EXERCISE DATA section start
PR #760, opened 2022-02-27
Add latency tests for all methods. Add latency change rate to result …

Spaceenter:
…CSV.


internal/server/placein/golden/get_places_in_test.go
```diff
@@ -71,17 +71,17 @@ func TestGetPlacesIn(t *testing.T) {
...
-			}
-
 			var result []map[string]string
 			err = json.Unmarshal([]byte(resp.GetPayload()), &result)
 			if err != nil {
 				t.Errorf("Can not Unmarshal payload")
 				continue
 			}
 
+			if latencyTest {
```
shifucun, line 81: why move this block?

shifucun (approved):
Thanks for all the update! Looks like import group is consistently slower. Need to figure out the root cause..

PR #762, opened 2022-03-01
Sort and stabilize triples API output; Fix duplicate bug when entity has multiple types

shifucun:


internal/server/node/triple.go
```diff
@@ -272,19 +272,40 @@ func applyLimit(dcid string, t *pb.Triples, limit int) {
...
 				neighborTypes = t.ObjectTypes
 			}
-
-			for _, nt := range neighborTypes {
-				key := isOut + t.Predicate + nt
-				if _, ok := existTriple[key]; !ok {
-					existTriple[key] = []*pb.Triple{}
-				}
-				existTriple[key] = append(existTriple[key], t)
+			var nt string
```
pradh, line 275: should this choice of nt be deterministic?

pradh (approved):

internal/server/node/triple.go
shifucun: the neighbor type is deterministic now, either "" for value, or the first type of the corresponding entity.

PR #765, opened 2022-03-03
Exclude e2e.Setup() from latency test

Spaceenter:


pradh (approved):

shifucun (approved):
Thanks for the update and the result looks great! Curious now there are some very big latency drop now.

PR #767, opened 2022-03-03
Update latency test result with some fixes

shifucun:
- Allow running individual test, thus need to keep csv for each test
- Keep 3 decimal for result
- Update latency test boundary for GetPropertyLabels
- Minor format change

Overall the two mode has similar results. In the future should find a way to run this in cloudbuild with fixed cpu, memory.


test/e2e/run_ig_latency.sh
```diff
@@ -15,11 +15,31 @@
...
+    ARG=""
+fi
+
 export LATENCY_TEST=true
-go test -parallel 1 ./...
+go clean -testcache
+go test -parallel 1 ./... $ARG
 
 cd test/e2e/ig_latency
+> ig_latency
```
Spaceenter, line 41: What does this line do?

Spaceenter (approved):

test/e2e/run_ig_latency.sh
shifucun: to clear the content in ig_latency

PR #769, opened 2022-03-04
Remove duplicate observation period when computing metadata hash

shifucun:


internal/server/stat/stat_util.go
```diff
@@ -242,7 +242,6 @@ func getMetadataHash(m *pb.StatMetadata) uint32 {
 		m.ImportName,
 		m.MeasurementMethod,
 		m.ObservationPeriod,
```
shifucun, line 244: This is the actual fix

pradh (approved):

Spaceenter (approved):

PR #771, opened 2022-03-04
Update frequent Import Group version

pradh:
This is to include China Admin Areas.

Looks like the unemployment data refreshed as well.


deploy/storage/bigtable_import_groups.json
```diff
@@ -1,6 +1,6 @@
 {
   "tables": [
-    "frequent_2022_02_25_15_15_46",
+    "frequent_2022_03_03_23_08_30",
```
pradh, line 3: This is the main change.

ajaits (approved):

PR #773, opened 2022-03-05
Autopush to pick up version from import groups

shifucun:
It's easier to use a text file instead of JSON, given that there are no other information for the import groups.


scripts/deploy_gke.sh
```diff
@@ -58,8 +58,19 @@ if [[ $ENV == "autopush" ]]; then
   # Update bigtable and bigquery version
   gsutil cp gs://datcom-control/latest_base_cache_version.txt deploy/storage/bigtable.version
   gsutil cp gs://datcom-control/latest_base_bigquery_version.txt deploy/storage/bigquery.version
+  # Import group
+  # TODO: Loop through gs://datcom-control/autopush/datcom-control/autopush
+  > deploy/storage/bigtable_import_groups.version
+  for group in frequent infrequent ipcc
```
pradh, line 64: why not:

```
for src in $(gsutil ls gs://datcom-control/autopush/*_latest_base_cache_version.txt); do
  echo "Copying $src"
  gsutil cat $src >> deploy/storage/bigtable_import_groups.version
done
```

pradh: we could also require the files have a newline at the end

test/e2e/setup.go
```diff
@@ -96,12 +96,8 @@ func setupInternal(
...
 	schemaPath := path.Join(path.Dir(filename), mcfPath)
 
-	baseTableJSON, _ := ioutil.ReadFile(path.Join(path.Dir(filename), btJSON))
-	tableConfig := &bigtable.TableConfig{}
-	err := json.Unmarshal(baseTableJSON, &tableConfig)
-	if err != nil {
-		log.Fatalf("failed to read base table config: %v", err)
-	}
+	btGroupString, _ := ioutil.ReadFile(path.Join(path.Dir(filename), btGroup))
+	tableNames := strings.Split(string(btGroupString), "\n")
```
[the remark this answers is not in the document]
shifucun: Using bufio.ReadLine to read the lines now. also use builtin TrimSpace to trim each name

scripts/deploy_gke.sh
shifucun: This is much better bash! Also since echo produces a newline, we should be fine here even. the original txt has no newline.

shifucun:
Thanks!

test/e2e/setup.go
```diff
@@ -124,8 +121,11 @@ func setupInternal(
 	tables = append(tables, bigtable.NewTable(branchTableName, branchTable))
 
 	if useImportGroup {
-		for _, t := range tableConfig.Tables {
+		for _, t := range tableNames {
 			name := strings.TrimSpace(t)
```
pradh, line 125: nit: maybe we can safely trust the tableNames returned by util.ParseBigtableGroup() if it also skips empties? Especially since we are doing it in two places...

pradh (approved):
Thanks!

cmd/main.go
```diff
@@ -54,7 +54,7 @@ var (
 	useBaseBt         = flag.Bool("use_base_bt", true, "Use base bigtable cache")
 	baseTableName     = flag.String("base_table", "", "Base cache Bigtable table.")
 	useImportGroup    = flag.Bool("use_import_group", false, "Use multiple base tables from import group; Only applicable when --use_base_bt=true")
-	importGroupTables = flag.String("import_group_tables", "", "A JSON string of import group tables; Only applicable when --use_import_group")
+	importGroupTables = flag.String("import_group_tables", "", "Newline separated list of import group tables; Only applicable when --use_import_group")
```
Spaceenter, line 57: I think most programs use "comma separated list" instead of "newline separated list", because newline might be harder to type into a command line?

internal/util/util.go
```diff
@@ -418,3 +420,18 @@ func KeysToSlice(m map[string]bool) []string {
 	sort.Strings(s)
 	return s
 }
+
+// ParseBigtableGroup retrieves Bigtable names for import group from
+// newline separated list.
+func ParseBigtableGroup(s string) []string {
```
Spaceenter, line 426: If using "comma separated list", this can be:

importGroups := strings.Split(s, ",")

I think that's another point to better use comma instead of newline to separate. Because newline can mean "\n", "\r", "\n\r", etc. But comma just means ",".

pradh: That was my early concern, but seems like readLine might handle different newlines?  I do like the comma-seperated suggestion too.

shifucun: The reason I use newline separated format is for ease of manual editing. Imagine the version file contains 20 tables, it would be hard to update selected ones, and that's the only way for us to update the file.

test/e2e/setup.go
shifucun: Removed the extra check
EXERCISE DATA section end
Find each line in the records holding the string "func" and show it.

@@ -71,17 +71,17 @@ func TestGetPlacesIn(t *testing.T) {
@@ -272,19 +272,40 @@ func applyLimit(dcid string, t *pb.Triples, limit int) {
@@ -242,7 +242,6 @@ func getMetadataHash(m *pb.StatMetadata) uint32 {
@@ -96,12 +96,8 @@ func setupInternal(
@@ -124,8 +121,11 @@ func setupInternal(
@@ -418,3 +420,18 @@ func KeysToSlice(m map[string]bool) []string {
+func ParseBigtableGroup(s string) []string {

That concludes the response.